PR #753, opened 2022-11-15
add in hacks for rhcos 

dustymabe:
We want to drop these hacks in the near future, but for now we need to carry them so that we don't have to fork the pipeline.

```
commit 918b4d628c16baf7dfd941c65fd24f457f026b17
Date:   Mon Nov 14 16:54:03 2022 -0500

    add hacks.use_yumrepos_branch_workaround
    
    For the moment the git repo that we are pulling our yum repo files
    from has a branch per stream of RHCOS (i.e. 4.9, 4.10...). The plan
    is to get to a single branch that has all the yum repo files. Until
    that happens let's bake in a hack to support what currently exists.

commit 283d5d4a3cad3a75f85ba248cb1ecd0cba465035
Date:   Mon Nov 14 16:52:41 2022 -0500

    add hacks.skip_uefi_tests_on_older_rhcos
    
    On older RHCOS (i.e. 4.9) the UEFI+`iso-live-login` test isn't passing
    right now and the `iso-as-disk` test doesn't exist at all. Let's skip
    these for now. This will last until we either investigate and fix the
    failures or 4.9 no longer exists.

commit 4c08ef2ad220ba333f596a99a9ec965cd0e68901
Date:   Mon Nov 14 16:51:35 2022 -0500

    add hacks.skip_plume_release_task
    
    In the RHCOS pipeline for now we aren't running this `plume release`
    call. Let's add a hack to enable us to not run it for now while we
    further evaluate the need in the RHCOS pipeline.

commit 6f1f954f0931a7fccd5bb2f34156e70356e64825
Date:   Mon Nov 14 16:50:20 2022 -0500

    add hacks.skip_upgrade_tests
    
    We'll set this in the RHCOS pipeline until we figure out a more
    elegant way to get around the fact that we need to not run the upgrade
    tests in the RHCOS pipeline for now.

```

### DIFF
--- a/jobs/build-arch.Jenkinsfile
+++ b/jobs/build-arch.Jenkinsfile
@@ -295,6 +295,7 @@ lock(resource: "build-${params.STREAM}-${basearch}") {
         stage("Kola") {
             def n = 4 // VMs are 2G each and arch builders have approx 32G
             kola(cosaDir: env.WORKSPACE, parallel: n, arch: basearch,
+                 skipUpgrade: pipecfg.hacks?.skip_upgrade_tests,
                  allowUpgradeFail: params.ALLOW_KOLA_UPGRADE_FAILURE,
                  skipSecureBoot: pipecfg.hotfix?.skip_secureboot_tests_hack)
         }
--- a/jobs/build-arch.Jenkinsfile
+++ b/jobs/build-arch.Jenkinsfile
@@ -155,11 +155,26 @@ lock(resource: "build-${params.STREAM}-${basearch}") {
         }
 
         stage('Init') {
-            def yumrepos = pipecfg.source_config.yumrepos ? "--yumrepos ${pipecfg.source_config.yumrepos}" : ""
-
-            shwrap("""
-            cosa init --force --branch ${ref} --commit=${src_config_commit} ${yumrepos} ${pipecfg.source_config.url}
-            """)
+            if (pipecfg.hacks?.use_yumrepos_branch_workaround) {
+                // Right now the git repo that has our yum repo files isn't a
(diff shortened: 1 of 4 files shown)


jobs/build-arch.Jenkinsfile
```diff
@@ -155,11 +155,26 @@ lock(resource: "build-${params.STREAM}-${basearch}") {
...
+                def yumrepos_ref = params.STREAM
+                if (yumrepos_ref == '4.13') {
+                    yumrepos_ref = 'master'
+                }
+                shwrap("""
+                cosa shell -- mkdir ./yumrepos
+                cosa shell -- git clone --depth=1 --branch=${yumrepos_ref} ${pipecfg.source_config.yumrepos} ./yumrepos
+                yumrepos=\$(cosa shell -- readlink -f ./yumrepos)
+                cosa init --force --branch ${ref} --commit=${src_config_commit} --yumrepos=\${yumrepos} ${pipecfg.source_config.url}
+                """)
```
jlebon, line 171: I think this would be cleaner as

```groovy
shwrap("""
cosa init --force --branch ${ref} --commit=${src_config_commit} ${pipecfg.source_config.url}
cosa shell -- git clone --depth=1 --branch=${yumrepos_ref} src/yumrepos
""")
```

I'm also more confident with `src/yumrepos` being a bona fide directory rather than a symlink (the latter was added mostly to support the developer case like we do `src/config`).

dustymabe: yeah. Since I've tested the current workflow AND we'll be removing this code soon when the yumrepos are all in a single branch I'll leave what I've got for now.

# [What the task requires]
In the records above, which lines hold the string "pipeline"? Copy each one.

# [Completed task]
We want to drop these hacks in the near future, but for now we need to carry them so that we don't have to fork the pipeline.
    In the RHCOS pipeline for now we aren't running this `plume release`
    further evaluate the need in the RHCOS pipeline.
    We'll set this in the RHCOS pipeline until we figure out a more
    tests in the RHCOS pipeline for now.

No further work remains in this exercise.